Excerpted records:
━━━━━━━━━━

PR #70, opened 2026-09-09
perf: preload and reuse alarm sound instances

zbyju:
## What / Why

`playSound` built a new `Howl` on every playback, and Howler fetches and decodes the MP3 at construction time. Every alert therefore waited on a network round trip plus a decode before any sound came out.

The Howls are now built once, preloaded, and reused, so `playSound`/`stopSound` only call `play()`/`stop()` on already decoded audio. This is safety latency: `Aktivace` (babybox activated) and `Otevirani` (doors opening) are exactly the alerts that must not be late.

## Performance impact

- **Alert latency:** the fetch + decode moves from the alert path to app start. Estimated saving per alert: the local HTTP round trip plus MP3 decode of a 47-126 KB file. On a healthy LAN that is roughly tens of milliseconds; on a slow or briefly congested link it is unbounded. After the change the alert path is a `play()` call on a decoded buffer, so sub-millisecond. Not measured on real hardware.
- **Network:** total bytes fetched drop from `440 KB per full alert cycle, repeated forever` to `440 KB once per page load`. A panel that raises 50 alerts a day used to refetch and redecode a file each time.
- **Memory:** 5 decoded buffers held for the life of the page instead of one built and dropped per alert. Bounded and small (~440 KB compressed; decoded PCM is larger but still a few MB at most).
- **Bundle size:** unchanged, no new dependency.

## Design choices

**Preload the fixed set, and also cache lazily by name.** Both, not either.

The five files in `public/sounds/` are preloaded eagerly at module load, so the alerts that actually exist are hot before the first poll returns. But `updateSound` is driven by a `string` from `logic/panel/state.ts`, and nothing in the type system stops a new name being added there later. So `getHowl` falls back to building and caching any unknown name on first use. A name outside the fixed list therefore behaves exactly as it does today (it plays if the file exists), it does not throw and does not go silent. Preload-only would have made a future name silent; lazy-only would have left the first play of each alert slow, which is the whole problem.

**The cache is module level, not per player.** `useSounds()` runs on every `MainView` mount, and `MainView` is a plain route component (`router/index.ts`, path `/`) with no `<keep-alive>`, so every navigation back from `/settings` or `/data` remounts it. A per-instance cache would rebuild all 5 Howls on each of those, which is worse than today. Module-level means the set is built once per page load, no matter how many times maintenance staff navigate around.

━━━━━━━━━━

Directions: Starting at the line above that holds "perf: preload and reuse alarm sound instances" and ending at the line that holds "## Performance impact", transcribe each line exactly and include no other lines.

Solved exercise:
perf: preload and reuse alarm sound instances

zbyju:
## What / Why

`playSound` built a new `Howl` on every playback, and Howler fetches and decodes the MP3 at construction time. Every alert therefore waited on a network round trip plus a decode before any sound came out.

The Howls are now built once, preloaded, and reused, so `playSound`/`stopSound` only call `play()`/`stop()` on already decoded audio. This is safety latency: `Aktivace` (babybox activated) and `Otevirani` (doors opening) are exactly the alerts that must not be late.

## Performance impact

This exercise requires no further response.